Second, the system of conferring Degrees, after appropriate trials. These were at first simply a licence to teach. They acquired their commanding importance through the action of Pope Nicholas I, who gave to the graduates of the University of Paris, the power of teaching everywhere, a power that our own countrymen were the foremost to turn to account.
THE OFFICE OF RECTOR.
Third, the Organisation of the primitive University. Europe was unsettled; even in the capitals, the civil power was often unhinged. Wherever multitudes came together, there was manifested a spirit of turbulence. The Universities often exemplified this fact; and it was found necessary to establish a government within themselves. The basis was popular; but, while, in Paris, only the teaching body was incorporated, in Bologna, the students had a voice. They elected the Rector, and his jurisdiction was very great indeed, and much more important than speechifying to his constituents. His Court had the power of internal regulation, with both a civil and criminal jurisdiction. The Scotch Universities, on this point, followed Bologna; and that fact is the remote cause of this day's meeting.
[SCOTCHMEN ABROAD.]
THE UNIVERSITIES OF SCOTLAND FOUNDED.
So started the University. The idea took; and in three centuries, many of the leading towns in Italy, France, the German Empire, had their Universities; in England arose Oxford and Cambridge; the model was Paris or Bologna.

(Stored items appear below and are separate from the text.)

Issue #5267, opened 2017-11-29
inverse relationships not set up when pushing jsonapi blob with polymorphic model


BryanCrotaz:
Single source of truth isn't working for polymorphic relationships.

Push a `hasMany` with a descendant model. You'd expect that the matching `belongsTo` on the descendant model points back to the parent model. Instead it's null.

This works if the child model is the type specified in the `hasMany`, but not if it's a descendant model.

```
store.push({
  data: { post with relationship to descendant comment1 },
  included: { descendant comment1 with missing post relationship }
})
```

```
post.get('comments') => [comment1]
comment1.get('post') => **null**
```

Workaround: add `post` relationship into `comment1` in jsonapi

Working on a PR with test

BryanCrotaz:
Test added in PR #5268

BryanCrotaz:
@stefanpenner I'm not sure of the best way to fix this. The cache is keyed on `baseClass:relationship` so the entry isn't being found when you search for `descendant:relationship`.

We could add multiple cache entries for each of the different descendants, but I'm not sure how to discover them.

BryanCrotaz:
I think I found a way... see PR for details

BryanCrotaz:
Probably this has no value given #5230, but worth comparing for method

bmac:
I believe this has been resolved by https://github.com/emberjs/data/pull/5230. Feel free to reopen if it is still an issue.

PR #5268, opened 2017-11-30
Fix missing inverse

BryanCrotaz:
Fix issue #5267 

Initially add test to show problem


BryanCrotaz:
@stefanpenner needs some input from you. Could you comment on the direction I've taken here, storing polymorphic relationships against the base class and not the descendant class? It fixes the problem I found but breaks a couple of tests. Before I go and find out why, I wanted to check that this is the right way to go.

BryanCrotaz:
Probably this has no value given #5230, but worth comparing for method

runspired:
Closing as #5230 has landed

Scotland did not at first enter the race of University-founding, but worked on the plan of the cuckoo, by laying its eggs in the nests of others. For two centuries, Scotchmen were almost shut out of England; and so could not make for themselves a career in Oxford and Cambridge, as in later times. They had, however, at home, good grammar schools, where they were grounded in Latin. They perambulated Europe, and were familiar figures in the great University towns, and especially Paris. From their disputatious and metaphysical aptitude, they worked their upward way—
And gladly would they learn and gladly teach.
At length, the nation did take up the work in good earnest. In 1411, was founded the first of the St. Andrews' Colleges; 1451 is the date of Glasgow; 1494, King's College, Aberdeen. These are the pre-Reformation colleges; but for the Reformation, we might not have had any other. Their founders were ecclesiastics; their constitution and ceremonial were ecclesiastical. They were intended, no doubt, to keep the Scotch students at home. They were also expected to serve as bulwarks to the Church against the rising heretics of the times. In this they were a disappointment; the first-begotten of them became the cradle of the Reformation.
In these our three eldest foundations, we are to seek the primitive constitution and the teaching system of our Universities. In essentials, they were the same; only between the dates of Glasgow and Old Aberdeen occurred two great events. One was the taking of Constantinople, which spread the Greek scholars with their treasures over Europe. The other was the progress of printing. In 1451, when Glasgow commenced, there was no printed text-book. In 1494, when King's College began, the ancient classics had been largely printed; the early editions of Aristotle in our Library, show the date of 1486.
FIRST PERIOD—THE TEACHING BODY.
Our Universities have three well-marked periods; the first anterior to the Reformation; the second from the Reformation to the beginning of last century; the third, the last and present centuries. Confining ourselves still to the Faculty of Arts, the features of the Pre-Reformation University were these:—
First, as regards the teaching Body. The quadriennial Arts' course was conducted by so-called Regents, who each carried the same students through all the four years, thus taking upon himself the burden of all the sciences—a walking Encyclopaedia. The system was in full force, in spite of attempts to change it, during both the first and the second periods. You, the students of Arts, at the present day, encountering in your four years, seven faces, seven voices, seven repositories of knowledge, need an effort to understand how your predecessors could be cheerful and happy, confined all through to one personality; sometimes juvenile, sometimes senile, often feeble at his best.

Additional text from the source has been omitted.